Dr Janine Brooks MBE, dental coach and mentor, offers essential advice to help you flourish as you take your first steps into general practice.
The day you become registered with the General Dental Council (GDC) is a great day, wonderful, exciting, full of promise and a little bit scary. Suddenly you are no longer a dental student, you are a dentist, with all the privileges and responsibilities that brings. Savour the moment and celebrate, you made it. You are one of a small number of dental professionals, but never forget that we are in service to our patients, not the other way around.
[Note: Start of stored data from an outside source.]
PR #1180, opened 2020-07-27
Remove race condition in TestTaskSchedulingTwoCurrentStates

### LINKED ISSUE #1179: TestTaskSchedulingTwoCurrentStates is unstable
TestTaskSchedulingTwoCurrentStates is unstable because controller and the test modifying the IdealState at the same time. The controller follows the Full-Auto strategy and the test is trying to use Semi-Auto.

alirezazamani:
### Issues
Fixes #1179 

### Description

In this PR, TestTaskSchedulingTwoCurrentStates has been stabilized by creating SEMI-AUTO resource and update the preferenceList to avoid race condition that happens when test and controller update the preferenceList at the same time.

### Tests

helix-core:
```
[INFO] Tests run: 1155, Failures: 0, Errors: 0, Skipped: 0, Time elapsed: 4,800.964 s - in TestSuite
[INFO] 
[INFO] Results:
[INFO] 
[INFO] Tests run: 1155, Failures: 0, Errors: 0, Skipped: 0
[INFO] 
[INFO] BUILD SUCCESS
[INFO] Total time:  01:20 h
[INFO] Finished at: 2020-07-27T14:59:27-07:00
```

helix-rest:
```
[INFO] Tests run: 163, Failures: 0, Errors: 0, Skipped: 0, Time elapsed: 43.032 s - in TestSuite
[INFO] 
[INFO] Results:
[INFO] 
[INFO] 
[INFO] BUILD SUCCESS
[INFO] Total time:  48.283 s
[INFO] Finished at: 2020-07-27T15:07:54-07:00
```

### Commits

### Code Quality

### DIFF
--- a/helix-core/src/test/java/org/apache/helix/integration/task/TestTaskSchedulingTwoCurrentStates.java
+++ b/helix-core/src/test/java/org/apache/helix/integration/task/TestTaskSchedulingTwoCurrentStates.java
@@ -51,6 +51,7 @@ import org.apache.helix.zookeeper.datamodel.ZNRecord;
 import org.apache.helix.zookeeper.impl.client.ZkClient;
 import org.apache.zookeeper.data.Stat;
 import org.testng.Assert;
+import org.testng.annotations.AfterClass;
 import org.testng.annotations.BeforeClass;
 import org.testng.annotations.Test;
 import com.google.common.collect.ImmutableMap;
@@ -91,6 +92,11 @@ public class TestTaskSchedulingTwoCurrentStates extends TaskTestBase {
           new TaskStateModelFactory(_participants[i], taskFactoryReg));
       _participants[i].syncStart();
     }
+  }
+
+  @AfterClass()
+  public void afterClass() throws Exception {
+    super.afterClass();
   }
 
   @Test
--- a/helix-core/src/test/java/org/apache/helix/integration/task/TestTaskSchedulingTwoCurrentStates.java
+++ b/helix-core/src/test/java/org/apache/helix/integration/task/TestTaskSchedulingTwoCurrentStates.java
@@ -27,14 +27,10 @@ import java.util.Map;
 import java.util.concurrent.atomic.AtomicInteger;
 import org.apache.helix.AccessOption;
 import org.apache.helix.HelixDataAccessor;
-import org.apache.helix.HelixManagerFactory;
-import org.apache.helix.InstanceType;
 import org.apache.helix.PropertyKey;
 import org.apache.helix.TestHelper;
 import org.apache.helix.ZkTestHelper;
 import org.apache.helix.integration.manager.MockParticipantManager;
-import org.apache.helix.manager.zk.ZKHelixDataAccessor;
-import org.apache.helix.model.ClusterConfig;
 import org.apache.helix.model.CurrentState;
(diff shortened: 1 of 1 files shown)


helix-core/src/test/java/org/apache/helix/integration/task/TestTaskSchedulingTwoCurrentStates.java
```diff
@@ -65,7 +60,7 @@
  * sent when there are two CurrentStates.
  */
 public class TestTaskSchedulingTwoCurrentStates extends TaskTestBase {
-  private static final String DATABASE = WorkflowGenerator.DEFAULT_TGT_DB;
```
kaisun2000, line 68: Is it possible the old way of using WorkflowGenerator.DEFAULT_TGT_DB would have conflict, if multiple test using the same "WorkflowGenerator.DEFAULT_TGT_DB"?

alirezazamani: The main reason is that in before class method, "TestDB" is created as Full-Auto and in this test we are trying to change it to Semi-Auto which causes race condition between controller and test updating IdealState. So if want to have Semi-Auto resource, we need to create it separately (with different name) and leverage it in this test.

kaisun2000: I think the better way to fix it is not call super.beforeClass() in line 72/77. This way, we won't create the cluster/full auto etc and participant that we need to stop immediately. 

Instead, just creates cluster, controller and participant in this before test. What is your take?

helix-core/src/test/java/org/apache/helix/integration/task/TestTaskSchedulingTwoCurrentStates.java
```diff
@@ -65,7 +60,7 @@
...
+  private static final String DATABASE = "TestDB_" + TestHelper.getTestClassName();
```
kaisun2000, line 63: Another thing is that for all the resources created in 
```
@BeforeClass
  public void beforeClass() throws Exception {
```

We should tear them down. The participant threads, the controller thread should be stopped with syncStop. Maybe we should also clean up the cluster path etc in Zookeeper.

helix-core/src/test/java/org/apache/helix/integration/task/TestTaskSchedulingTwoCurrentStates.java
alirezazamani: Your point is somehow valid. But I still think this is better option because this way we are saving many duplicated code which will be hard to maintain and most of the code is written in the parent class. Instead of that, as what I proposed in this PR, we can separate the DATABASE name and create new one which includes this class name and will be unique. We have same behavior for most of the Task Framework related test and workflow names have been derived from class name. This way the tests is easier to maintain and more understandable.

alirezazamani:

Final commit message:
Remove race condition in TestTaskSchedulingTwoCurrentStates

In this commit, TestTaskSchedulingTwoCurrentStates has been stabilized
by creating SEMI-AUTO resource and update the preferenceList to avoid
race condition that happens when test and controller update the
preferenceList at the same time.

You have just spent five years of your life at dental school. You know lots of ‘stuff’, particularly about oral health, operative techniques, general health, how to restore teeth, and more. However, you are the newest members of the profession and you need to build your experience and skill. This takes time, be humble enough to know that. Be respectful of your dental nurse’s knowledge and skills and you will become a good team.
Dentistry can be a lonely place, so build your networks from day one. Keep in contact with friends from dental school, make new friends amongst your fellow foundation trainees. Go along to meetings, CPD events, join FGDP(UK) and other specialist organisations. Social media is fine, but you really cannot beat face to face networks.
4. Take it slowly
Needing to work more quickly is often something that new dentists find very difficult. You will get there, but it will take you some time and some people need more time than others. Your educational supervisor (ES) knows this – they were a new dentist once. Expect to be slow at first, talk this over with your ES and your fellow foundation trainees. Alongside working clinically more quickly and efficiently, it’s important to take time to learn about NHS regulations, what is included and what is not. The business of running a dental practice is complex and there is a lot to know about employment law, how to recruit and retain good staff. Watch how others in the practice manage their time, this will help you to work quickly and efficiently with your patients.
5. Be professional
Even as a student it was important to be professional, but now it’s crucial. As part of a profession there are standards we must adhere to. Remember you do not stop being a professional outside work, it’s not the uniform you put on, it’s who you are. Particularly in the age of social media, your poor behaviour can get you into trouble and being a good clinician will not be enough. Professionals know it is part of who they are to be honest, truthful, uphold confidentiality and act with integrity at all times.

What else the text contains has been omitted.